Singbartl G, Schleinzer W

机构信息

Abteilung Anästhesiologie, Intensiv- und Transfusionsmedizin, ENDO-KLINIK, Hamburg.

出版信息

Anaesthesiol Reanim. 1994;19 Suppl:4-10.

PMID:8148016
Abstract

This paper, which is the first part of four, deals with the potential risks of homologous blood transfusion as well as with normovolemic hemodilution, an autologous transfusion method, which is easily to be applied and not expensive. Although the various methods of autologous transfusion are well known for many years the public discussion on the "AIDS-topic" has led to a growing interest in blood-saving measures. However, in contrast to the so-called "AIDS-topic" the potential risks of a transfusion-transmitted hepatitis as well as the immunologic effects of homologous blood are of much greater importance. Moreover, high-court-sentences give the legal background for intensifying autologous transfusion and to offer it to the patients.
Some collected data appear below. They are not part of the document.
PR #28, opened 2016-06-16
Fix up smt InclusionProof

AlCutter:


merkle/sparse_merkle_tree.go
```diff
@@ -86,28 +86,33 @@ func (s SparseMerkleTreeReader) InclusionProof(rev int64, key trillian.Key) ([]t
 	if err != nil {
 		return nil, err
 	}
+	// We're builing a full proof from a combination of whichever nodes we got
```
Martin2112: typo

merkle/sparse_merkle_tree_test.go
```diff
@@ -281,3 +285,82 @@ func TestRootAtRevisionCatchesNonRootNode(t *testing.T) {
 		t.Fatalf("Attempt to retrieve root with corrupt node did not result in error: %v", err)
 	}
 }
+
+func TestInclusionProofForNullEntryInEmptyTree(t *testing.T) {
+	const rev = 100
+	r, tx := getSparseMerkleTreeReaderWithMockTX(rev)
+	tx.On("GetMerkleNodes", int64(rev), mock.AnythingOfType("[]storage.NodeID")).Return([]storage.Node{}, nil)
```
Martin2112: I thought you could only use AnythingOfType in asserts. Are you sure the mocks are all wired up correctly?

merkle/sparse_merkle_tree.go
AlCutter: fidxe

merkle/sparse_merkle_tree_test.go
AlCutter: Pretty sure the tests would break if they weren't firing (and there'd be a panic from the mock for the  unexpected call)...

Martin2112: Odd. It didn't work for me and the doc says it's for use in Diff and Assert, but hey ho pip and dandy.

PR #29, opened 2016-06-16
Implement GetLeavesByIndex in server

Martin2112:
Also fix up some errors with pointer types, rename server go file to correct style, add tests and stuff, add options to client for what leaves get requested.


server/trillian_log_server.go
```diff
@@ -0,0 +1,164 @@
...
+
+func (t *TrillianLogServer) GetLatestSignedLogRoot(ctx context.Context, req *trillian.GetLatestSignedLogRootRequest) (*trillian.GetLatestSignedLogRootResponse, error) {
+	return nil, ErrNotImplemented
+}
+
+func (t *TrillianLogServer) GetSequencedLeafCount(ctx context.Context, req *trillian.GetSequencedLeafCountRequest) (*trillian.GetSequencedLeafCountResponse, error) {
+	return nil, ErrNotImplemented
+}
+
+func (t *TrillianLogServer) GetLeavesByIndex(ctx context.Context, req *trillian.GetLeavesByIndexRequest) (*trillian.GetLeavesByIndexResponse, error) {
```
AlCutter: godoc missing on the exported funcs

server/trillian_log_server.go
```diff
@@ -0,0 +1,164 @@
...
+
+	if err != nil {
+		return nil, err
+	}
+
+	if !validateLeafIndices(req.LeafIndex) {
+		return &trillian.GetLeavesByIndexResponse{Status: buildStatusWithDesc(trillian.TrillianApiStatusCode_ERROR, "Invalid -ve leaf index in request")}, nil
+	}
+
+	// Read only transaction, failure to commit not propagated to client
```
AlCutter: Don't think you can do that - if the commit fails then the data read under the TX is invalid...

server/trillian_log_server.go
```diff
@@ -0,0 +1,164 @@
...
+}
+
+func (t *TrillianLogServer) GetLeavesByIndex(ctx context.Context, req *trillian.GetLeavesByIndexRequest) (*trillian.GetLeavesByIndexResponse, error) {
+	tx, err := t.prepareStorageTx(*req.LogId)
+
+	if err != nil {
+		return nil, err
+	}
+
+	if !validateLeafIndices(req.LeafIndex) {
```
AlCutter: worth fetching the latest root and ensuring the req'd leaves are within the tree size?

server/trillian_log_server.go
Martin2112: That would appear to be a flaw in the cunning plan. I'll fix it in next push.

server/trillian_log_server.go
Martin2112: Wasn't sure about the overhead of that if someone is trying to read the whole log in batches. Not clear to me where this state should be kept and if it should be cached. Can I todo it for now?

server/trillian_log_server.go
Martin2112: Will fix.

server/trillian_log_server.go
```diff
@@ -75,26 +75,30 @@ func (t *TrillianLogServer) GetSequencedLeafCount(ctx context.Context, req *tril
...
 
 	if err != nil {
+		tx.Rollback()
 		return nil, err
 	}
 
 	leafProtos := leavesToProtos(leaves)
+
+	if err := t.commitAndLog(tx, "GetLeavesByIndex"); err != nil {
+		tx.Rollback()
```
AlCutter: Is it ok to call `Rollback()` if you already called `Commit()` and it failed?

Martin2112: It's doubtful but this is an application level tx object. There could be stuff that isn't cleaned up that we own, though there currently isn't.

Martin2112: Actually we could define the API so the TX impl must clean up if the commit fails then not worry about it. Is that better?

AlCutter: Maybe, dunno yet :)

Martin2112:
Implemented the change so it no longer calls rollback if commit fails.

PR #30, opened 2016-06-17
Implement QueueLeaves operation in server

Martin2112:
+ a bugfix + tests.

### DIFF
--- a/server/trillian_log_server.go
+++ b/server/trillian_log_server.go
@@ -56,7 +56,30 @@ func (t *TrillianLogServer) getStorageForLog(logId int64) (storage.LogStorage, e
 
 // QueueLeaves submits a batch of leaves to the log for later integration into the underlying tree.
 func (t *TrillianLogServer) QueueLeaves(ctx context.Context, req *trillian.QueueLeavesRequest) (*trillian.QueueLeavesResponse, error) {
-	return nil, ErrNotImplemented
+	leaves := protosToLeaves(req.Leaves)
+
+	if len(leaves) == 0 {
+		return &trillian.QueueLeavesResponse{Status: buildStatusWithDesc(trillian.TrillianApiStatusCode_ERROR, "Must queue at least one leaf")}, nil
+	}
+
+	tx, err := t.prepareStorageTx(*req.LogId)
+
+	if err != nil {
+		return nil, err
+	}
+
+	err = tx.QueueLeaves(leaves)
+
+	if err != nil {
+		tx.Rollback()
+		return nil, err
+	}
+
+	if err := t.commitAndLog(tx, "QueueLeaves"); err != nil {
+		return nil, err
+	}
+
+	return &trillian.QueueLeavesResponse{Status: buildStatus(trillian.TrillianApiStatusCode_OK)}, nil
 }
 
 // GetInclusionProof obtains the proof of inclusion in the tree for a leaf that has been sequenced.
@@ -101,6 +124,7 @@ func (t *TrillianLogServer) GetLeavesByIndex(ctx context.Context, req *trillian.
 	leaves, err := tx.GetLeavesByIndex(req.LeafIndex)
 
 	if err != nil {
+		tx.Rollback()
 		return nil, err
 	}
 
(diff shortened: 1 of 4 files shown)


server/trillian_log_server.go
```diff
@@ -56,7 +56,30 @@ func (t *TrillianLogServer) getStorageForLog(logId int64) (storage.LogStorage, e
...
+	tx, err := t.prepareStorageTx(*req.LogId)
+
+	if err != nil {
+		return nil, err
+	}
+
+	err = tx.QueueLeaves(leaves)
+
+	if err != nil {
+		tx.Rollback()
```
AlCutter: An idea for removing the sprinkling of `Rollback()` calls (and avoid accidentally missing some out) might be to name the return values and then do something like this:
```go
func rollbackTXOnError(tx ..., err error) {
  if err != nil && tx != nil {
    tx.Rollback()
  }
}

func (t *TrillianLogServer) QueueLeaves(...) (resp *trilli..., err error) {
   ...
   tx, err := t.prepareStorageTx(*req.LogId)
   defer rollbackTXOnError(tx, err)
   ...
}
```

Then, if you call return anywhere in the function with a non-nil error, the tx will be rolled-back.

server/trillian_log_server.go
```diff
@@ -157,6 +181,20 @@ func (t *TrillianLogServer) commitAndLog(tx storage.LogTX, op string) error {
...
 }
 
+func protoToLeaf(proto *trillian.LeafProto) trillian.LogLeaf {
+	return trillian.LogLeaf{Leaf: trillian.Leaf{LeafHash: proto.LeafHash, LeafValue: proto.LeafData, ExtraData: proto.ExtraData}}
+}
+
+func protosToLeaves(protos []*trillian.LeafProto) []trillian.LogLeaf {
+	leaves := make([]trillian.LogLeaf, 0, len(protos))
+
+	for _, proto := range protos {
```
AlCutter: since you know the size of this list in advance, you could `make()` it at the right size (i.e. `make(..., len(protos), len(protos))`), and then use the index from the `range()` to just set the array element directly rather than appending.)

trillian_api.proto
```diff
@@ -33,6 +33,8 @@ message QueueLeavesRequest {
     repeated LeafProto leaves = 2;
 }
 
+// TODO: This will eventually contain the signed timestamps and stuff that we return for
```
AlCutter: Can you pop your name on the TODO?

server/trillian_log_server.go
Martin2112: I've allocated the capacity at the start so the appends won't do allocation. I think I prefer this to leaving holes in the result. I think our APIs are inconsistent on this so we should maybe decide.

trillian_api.proto
Martin2112: Done on both occurrences and rebuilt protos.

server/trillian_log_server.go
Martin2112: I'll have a look at it but I think there are cases where the storage tx succeeds but we return an error to the client for some other reason. Could get round this by having an application error base struct but not sure it's going to be cleaner.

AlCutter: No worries, your call.

server/trillian_log_server.go
AlCutter: I might be missing something, but I don't see how it could end up leaving holes in the result?
But anyway, yeah; I doubt there'd be that much of a difference in performance between the two since as you say you're preallocating, so feel free to leave it as is.

server/trillian_log_server.go
Martin2112: I think I'd like to defer this until the best approach is clearer. I don't like the explicit rollbacks either but the alternative needs thought.

server/trillian_log_server.go
Martin2112: In this case it doesn't matter as all elements are returned but if some were filtered out you'd have a slice with len(x) but the number of non-empty items in it would be x - y.

PR #900, opened 2017-11-22
Map get leaves by revision

phad:
Addresses #828 - Map API changes detailed at end of issue.
This PR adds a new Map API endpoint: `GetLeavesByRevision`.

* `GetLeavesByRevision` behaves similarly to the current `GetLeaves` endpoint, but does not accept a -ve revision number to indicate 'use latest revision'.

The map integration test and the maphammer are updated to use the new API.

In future work `GetLeavesRequest` will have its 'revision' field removed so it only retrieves the latest revision.


integration/maptest/map.go
```diff
@@ -219,7 +219,7 @@ func RunLeafHistory(ctx context.Context, t *testing.T, tadmin trillian.TrillianA
 		HashStrategy []trillian.HashStrategy
 		set          [][]*trillian.MapLeaf
 		get          []struct {
-			revision  int64
+			revision  uint64
```
gdbelvin: Even though the revision number will always be positive, it may be better to avoid a bunch of casting and just use int64 everywhere. The API should do initial bounds checking.

server/map_rpc_server_test.go.old
```diff
@@ -0,0 +1,197 @@
+// Copyright 2016 Google Inc. All Rights Reserved.
```
gdbelvin: Is this file supposed to be updated or removed?

phad: It's not supposed to have been put in a commit, that's for sure!

phad:
@gdbelvin  PTAL

integration/maptest/map.go
```diff
@@ -277,25 +279,37 @@ func RunLeafHistory(ctx context.Context, t *testing.T, tadmin trillian.TrillianA
 
 			for _, batch := range tc.get {
 				indexes := [][]byte{batch.Index}
-				getResp, err := tmap.GetLeaves(ctx, &trillian.GetMapLeavesRequest{
+				getResp, err := tmap.GetLeavesByRevision(ctx, &trillian.GetMapLeavesByRevisionRequest{
 					MapId:    tree.TreeId,
 					Index:    indexes,
 					Revision: batch.revision,
 				})
+				switch batch.revision {
```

So far there are four autologous transfusion methods to be applied routinely: 1. normovolemic hemodilution (NHD); 2. intra- and/or postoperative blood salvage (I/PBS) with or without autologous direct-retransfusion (ADR); 3. preoperative autologous plasmapheresis (PPH); 4. preoperative autologous blood donation (ABD). Moreover, drug-induced stimulation of the erythropoiesis by means of erythropoietin and the additional (intravenous) administration of iron may become a further component among autologous transfusion methods. Normovolemic hemodilution means exchange of autologous blood versus an artificial colloid. To make sure for normovolemia is to be considered a "conditio sine qua non" for "functioning" of normovolemic hemodilution.(ABSTRACT TRUNCATED AT 250 WORDS)

摘要

本文是四部分系列文章的第一篇,探讨了同种异体输血的潜在风险以及等容血液稀释这一自体输血方法,该方法易于实施且成本不高。尽管各种自体输血方法已为人熟知多年,但关于“艾滋病话题”的公众讨论引发了人们对血液节约措施的日益关注。然而,与所谓的“艾滋病话题”相比,输血传播性肝炎的潜在风险以及同种异体血液的免疫效应更为重要。此外,高等法院的判决为加强自体输血并将其提供给患者提供了法律依据。目前有四种自体输血方法可常规应用:1. 等容血液稀释(NHD);2. 术中及/或术后血液回收(I/PBS),可进行或不进行自体直接回输(ADR);3. 术前自体血浆置换(PPH);4. 术前自体血液捐献(ABD)。此外,通过促红细胞生成素药物诱导刺激红细胞生成以及额外(静脉)补充铁剂可能成为自体输血方法中的又一组成部分。等容血液稀释是指用人工胶体置换自体血液。确保血容量正常是等容血液稀释“发挥作用”的“必要条件”。(摘要截选至250词)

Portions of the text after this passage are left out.